Every old record had been lost and destroyed, so that, before this, Roman history can only be hearsay, derived from what the survivors recollected; and the whole of the buildings, temples, senate-house, and dwellings lay in ruins. Some of the citizens wished to change the site of the city to Veii; but Camillus, who was Dictator, was resolved to hold fast by the hearths of their fathers, and while the debate was going on in the ruins of the senate-house a troop of soldiers were marching in, and the centurion was heard calling out, "Plant your ensign here; this is a good place to stay in." "A happy omen," cried one of the senators; "I adore the G.o.ds who gave it." So it was settled to rebuild the city, and in digging among the ruins there were found the golden rod of Romulus, the brazen tables on which the Laws of the Twelve Tables were engraved, and other bra.s.ses with records of treaties with other nations.
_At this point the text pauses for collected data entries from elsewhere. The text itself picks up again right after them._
PR #48, opened 2024-08-02
Change docker compose GH Action

annehaley:
Previously, we used a GH action from `adambirds` to run our CI tests in the docker compose environment. It appears that it stopped working recently, because we consistently get errors like this for both our `pytest` and `check-migrations` jobs:
image

This PR switches to a similar GH action from `hoverkraft-tech`. There is a bit of syntax difference, but it achieves the same goal of running our tests in the docker compose environment.

### DIFF
--- a/.github/workflows/ci.yml
+++ b/.github/workflows/ci.yml
@@ -6,7 +6,6 @@ on:
       - master
 
 jobs:
-
   lint:
     runs-on: ubuntu-latest
     steps:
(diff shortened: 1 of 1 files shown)


jjnesbitt (approved):
I'd say eventually we should run our tests and services directly on github actions, instead of docker compose, but there's some downsides to that as well and this is a positive incremental improvement.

Fabius was accused of having done all the harm by having broken the law of nations, but he was spared at the entreaty of his friends.

Manlius was surnamed Capitolinus, and had a house granted him on the Capitol; and Camillus when he laid down his dictatorship, was saluted as like Romulus--another founder of Rome.
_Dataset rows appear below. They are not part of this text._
PR #60, opened 2024-08-15
Authentication and projects

### LINKED ISSUE #52: Implement user authentication

### LINKED ISSUE #53: Replace Context model with Project model

annehaley:
Resolves #52. Resolves #53.

This PR adds users and authentication to UVDAT. With this change, we can also change the structure with which we group Datasets. Instead of Contexts, we now have Projects, which have all the functionality of Contexts plus user access control. A user can belong in one of three categories on a given Project: 1) followers have read-only permissions, 2) collaborators have read-write permissions, and 3) the owner has read, write, and delete permissions. Superusers have read, write, and delete permissions on everything. 

UI changes to provide an interface for Project configuration are in #66.


annehaley:
@jjnesbitt I discovered that the OpenLayers implementation of tile loadiing will not work with this branch due to a lack of authentication. I spent a while trying to add authentication to those requests, but I didn't want to expend too much effort getting it to work, since you'll be writing a MapLibre implementation. Let's hold off on this branch until after switching to MapLibre. I'll base my branch on yours and add authentication to that implementation.

faiza-a:
[Figma Mockups link.](https://www.figma.com/design/OQ7RqVWPSlsyNMcLeI4j69/UVDAT?node-id=0-1&node-type=CANVAS&t=GJoibRpxC04Iu9LQ-0)

uvdat/core/rest/filter.py
```diff
@@ -0,0 +1,21 @@
...
+        if request.method == 'GET':
+            valid_ids = [o.id for o in queryset if o.readable_by(user) and o.id in valid_ids]
+        elif request.method == 'PUT' or request.method == 'PATCH':
+            valid_ids = [o.id for o in queryset if o.editable_by(user) and o.id in valid_ids]
+        elif request.method == 'DELETE':
+            valid_ids = [o.id for o in queryset if o.deletable_by(user) and o.id in valid_ids]
+        elif request.method == 'POST':
+            # no access control required for POST requests
+            pass
+        return queryset.filter(id__in=valid_ids)
```
jjnesbitt, line 21: There's a couple things going on here that I'd like to address.

---

The first is that this DRF filter is doing two things at once in a non-standard way. It's _filtering_ the objects visible to the user not only based on what the user has read access to, but based on _type_ of request made. This means that if a user who only has read access to a project, for example, tries to make a `PUT` request on a resource that they are able to view, they'll be returned a `404 Not Found`. This should instead be handled in two separate steps:

1. Filtering objects for which access to the user is not granted. An example of this is if a user lists projects, any project that they don't have access to will not appear in the listing (will be filtered out). If the user attempts to make _any_ request on a project to which they don't have access to, they'll be returned a `404 Not Found`, because in reference to the list of objects the user has access to, it doesn't exist.
2. Enforce the hierarchy of permissions that pertains to the request. So, for example, if a user had "follower" access to a project, and tried to make a `PUT` request, it would return `403 Forbidden`, because while the user can _read_ the object in question, they do not have further permissions. 

Regarding object permissions, this should probably be handled using [DRF permission classes](https://www.django-rest-framework.org/api-guide/permissions/#permissions), as they exist to handle this exact use case. [Here](https://github.com/dandi/dandi-archive/blob/99e55f419a9a68f5f382c2645d367bb43d8e26ad/dandiapi/api/permissions.py#L20) is an example of such use on the DANDI project.

---

The second thing is that I think the cascading of the permissions methods (e.g. `readable_by`) to essentially all models in the codebase, is an anti-pattern. Not only is it confusing and cumbersome, but it's prone to error as the same methods are being defined in every model class, just to call the identical method in their "parent relation" class, which eventually reaches a project. For example, the string `readable_by` appears 21 times in the codebase, and only 1 of those is the actual use of the method in the filter. This is a huge maintenance burden imo.

In reality, since there's only one level at which we enforce these permissions (the project level), there's no need to have methods pertaining to permissions on each model class. This can be moved to each models ViewSet, or may even be able to be consolidated into one DRF Permission class, that can then be invoked in each ViewSet via the `permission_classes` field.

---

Lmk what you think, I'd be happy to discuss this in more depth.

uvdat/core/rest/regions.py
```diff
@@ -16,14 +17,18 @@
...
-class SourceRegionViewSet(mixins.RetrieveModelMixin, mixins.ListModelMixin, GenericViewSet):
+class SourceRegionViewSet(ModelViewSet):
     queryset = SourceRegion.objects.all()
     serializer_class = SourceRegionSerializer
+    filter_backends = [AccessControl]
+    lookup_field = 'id'
 
 
-class DerivedRegionViewSet(mixins.RetrieveModelMixin, mixins.ListModelMixin, GenericViewSet):
+class DerivedRegionViewSet(ModelViewSet):
```
jjnesbitt, line 27: What's the reason for replacing these mixins with `ModelViewSet`? This exposes extra unused API endpoints.

uvdat/urls.py
```diff
@@ -49,6 +52,7 @@
     path('api/v1/', include(router.urls)),
     path('api/docs/redoc/', schema_view.with_ui('redoc'), name='docs-redoc'),
     path('api/docs/swagger/', schema_view.with_ui('swagger'), name='docs-swagger'),
+    path('', RedirectView.as_view(url=settings.HOMEPAGE_REDIRECT_URL)),  # type: ignore
```
jjnesbitt, line 55:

The new buildings were larger and more ornamented than the old ones; but the lines of the old underground drains, built in the mighty Etruscan fashion by the elder Tarquin as it was said, were not followed, and this tended to render Rome more unhealthy, so that few of her richer citizens lived there in summer or autumn, but went out to country houses on the hills.

[Ill.u.s.tration: ENTRY OF THE FORUM ROMANUM BY THE VIA SACRA]

CHAPTER XIII.

THE PLEBEIAN CONSULATE.

B.C. 367.

All the old enemies of Rome attacked her again when she was weak and rising out of her ruins, but Camillus had wisely persuaded the Romans to add the people of Veii, Capena, and Falerii to the number of their citizens, making four more tribes; and this addition to their numbers helped them beat off their foes.

But this enlarged the number of the plebeians, and enabled them to make their claims more heard. Moreover, the old quarrel between poor and rich, debtor and creditor, broke out again. Those who had saved their treasure in the time of the sack had made loans to those who had lost to enable them to build their houses and stock their farms again, and after a time they called loudly for payment, and when it was not forthcoming had the debtors seized to be sold as slaves. Camillus himself was one of the hardest creditors of all, and the barracks where slaves were placed to be sold were full of citizens.